Giving Compass' Take:

• Stanford Social Innovation Review explores the practice of pay-for-success financing, in which a project that reaches pre-determined outcomes could produce ROI.

• Not all interventions are created equal, however, which makes pay-for-success still a work in progress as a funding tool. How should evidence-based programs adjust to this model?

• Here's how pay-for-success is making an impact in the field of bail reform.


There is growing excitement about the potential of pay-for-success (PFS) financing, which allows independent investors to finance social interventions aimed at issues or problems of interest to the public sector. If a PFS project achieves pre-determined outcomes, the public sector will repay the private investors, potentially with a return on the investment.
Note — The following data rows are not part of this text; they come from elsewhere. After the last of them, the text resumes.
PR #1401, opened 2021-09-15
Take video start time from first decodable frame

daniel-riehm:
In the unusual case in which a video was poorly cut from a longer sequence, such that the first frame is not a keyframe, the ffmpeg reader counts these first non-decodable frames in its frame count, but is incapable of producing an image for them. It is desirable that the first displayable frame image is given the frame number of 1. This PR puts this into effect by, on file open, finding the first decodable frame and taking the "start" timestamp from there instead of the ffmpeg-provided "start" timestamp.

### DIFF
--- a/arrows/ffmpeg/ffmpeg_video_input.cxx
+++ b/arrows/ffmpeg/ffmpeg_video_input.cxx
@@ -279,7 +279,24 @@ public:
       this->f_frame_number_offset = 1;
     }
 
-    this->f_start_time = this->f_video_stream->start_time;
+    // Start time taken from the first decodable frame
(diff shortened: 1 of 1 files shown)


chetnieter (approved):
Do we have an example video that demonstrates the issue. Would it be possible assuming the video is small enough (or can be made small enough) to include a new test that includes this video. If we can't due to data restrictions or rights that is fine.

daniel-riehm:
> Do we have an example video that demonstrates the issue. Would it be possible assuming the video is small enough (or can be made small enough) to include a new test that includes this video. If we can't due to data restrictions or rights that is fine.

I don't believe the video which motivated this PR is approved for public release, unfortunately.

PR #1403, opened 2021-09-23
Make metadata CSV capitalization consistent

daniel-riehm:
Capitalization should be consistent with metadata field names: title case.


hdefazio (approved):
LGTM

The number of pay-for-success projects in the United States and worldwide continues to rise, with applications in an expanding array of human service, public health, education, employment, community corrections, and environmental interventions. Some examples of launched PFS interventions include supportive housing, post-incarceration job training, early childhood education, and nurse home-visiting for pregnant women. Our research shows significant potential for PFS to address the social determinants of health and wellness, which the World Health Organization defines as 'the conditions in which people are born, grow, live, work and age.'

In this nascent field, however, there is little consensus regarding what makes an intervention appropriate for PFS. Some believe an intervention should have a strong evidence base for effectiveness, including randomized trials and cost analyses, before being considered for PFS financing.

They argue that if the intervention’s effects and costs relative to benefits are unknown, a performance-based contract and payout schedule cannot be crafted without a huge amount of guessing and wishful thinking. Others argue that these academic standards of evidence are too high and unrealistic for PFS application in the real world. They argue that “evidence-informed” or theoretically plausible interventions with some promising pilot information should be sufficient for PFS financing. A third perspective holds that PFS financing is appropriate for innovative and unproven interventions as long as an investor is willing to take the risk.